● Problem
Word for word, set down the entries below.

● Given entries
PR #209, opened 2019-01-18
Gradle update

rozPierog:
2018 come to an end, so it is high time to update `compile` to `implementation` in gradle files. 
Also I've updated Kotlin, Gradle, and moved from `android.support` to `androidx`

### DIFF
--- a/examples/native/android/app/build.gradle
+++ b/examples/native/android/app/build.gradle
@@ -97,7 +97,6 @@ def enableProguardInReleaseBuilds = false
 android {
     compileSdkVersion rootProject.ext.compileSdkVersion
     buildToolsVersion rootProject.ext.buildToolsVersion
-
     defaultConfig {
         applicationId "com.app"
         minSdkVersion rootProject.ext.minSdkVersion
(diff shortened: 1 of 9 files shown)


radex:
Don't we need to bump package.json react-native peer dependency to be at least 0.57 then?

rozPierog:
@radex I've run test app locally and everything was alright so I haven't given it a second thought, but I'm pretty sure that everything _should_ work with `"react-native": "^0.56.0"` obviously it would hurt to bump it up to `0.57`. Should I do it in this PR?

radex:
> I'm pretty sure that everything should work with "react-native": "^0.56.0" 

wasn't there the thing that on 0.56, unless your project is specifically configured to support gradle 3, it will fail to compile?

rozPierog:
Oh yeah right, I was under impression that change was made in 0.56 but in reality it was in 0.57 as you say. Anyway, question still stands, should I bump `peerDependecy` `react-native` to 0.57 or not? If not, in coming days/weeks/months Android part of library may just fail to compile for someone who is updating their Gradle.

radex:
Yes, we need to bump peerDependency. People can still choose to use Watermelon on 0.56 (ignoring the peer dependency warning) if they know what they're doing, but it won't work by default, so let's bump it

rozPierog:
@radex Done!

radex:
@rozPierog could you also please add a note to CHANGELOG that you've bumped gradle and RN dependency, so it might break build?

rozPierog:
@radex I didn't mention changes inside `example` and `test` apps because I feel like this changelog isn't the right place for this. Is this okay?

● Output for this task
PR #209, opened 2019-01-18
Gradle update

rozPierog:
2018 come to an end, so it is high time to update `compile` to `implementation` in gradle files. 
Also I've updated Kotlin, Gradle, and moved from `android.support` to `androidx`

### DIFF
--- a/examples/native/android/app/build.gradle
+++ b/examples/native/android/app/build.gradle
@@ -97,7 +97,6 @@ def enableProguardInReleaseBuilds = false
 android {
     compileSdkVersion rootProject.ext.compileSdkVersion
     buildToolsVersion rootProject.ext.buildToolsVersion
-
     defaultConfig {
         applicationId "com.app"
         minSdkVersion rootProject.ext.minSdkVersion
(diff shortened: 1 of 9 files shown)


radex:
Don't we need to bump package.json react-native peer dependency to be at least 0.57 then?

rozPierog:
@radex I've run test app locally and everything was alright so I haven't given it a second thought, but I'm pretty sure that everything _should_ work with `"react-native": "^0.56.0"` obviously it would hurt to bump it up to `0.57`. Should I do it in this PR?

radex:
> I'm pretty sure that everything should work with "react-native": "^0.56.0" 

wasn't there the thing that on 0.56, unless your project is specifically configured to support gradle 3, it will fail to compile?

rozPierog:
Oh yeah right, I was under impression that change was made in 0.56 but in reality it was in 0.57 as you say. Anyway, question still stands, should I bump `peerDependecy` `react-native` to 0.57 or not? If not, in coming days/weeks/months Android part of library may just fail to compile for someone who is updating their Gradle.

radex:
Yes, we need to bump peerDependency. People can still choose to use Watermelon on 0.56 (ignoring the peer dependency warning) if they know what they're doing, but it won't work by default, so let's bump it

rozPierog:
@radex Done!

radex:
@rozPierog could you also please add a note to CHANGELOG that you've bumped gradle and RN dependency, so it might break build?

rozPierog:
@radex I didn't mention changes inside `example` and `test` apps because I feel like this changelog isn't the right place for this. Is this okay?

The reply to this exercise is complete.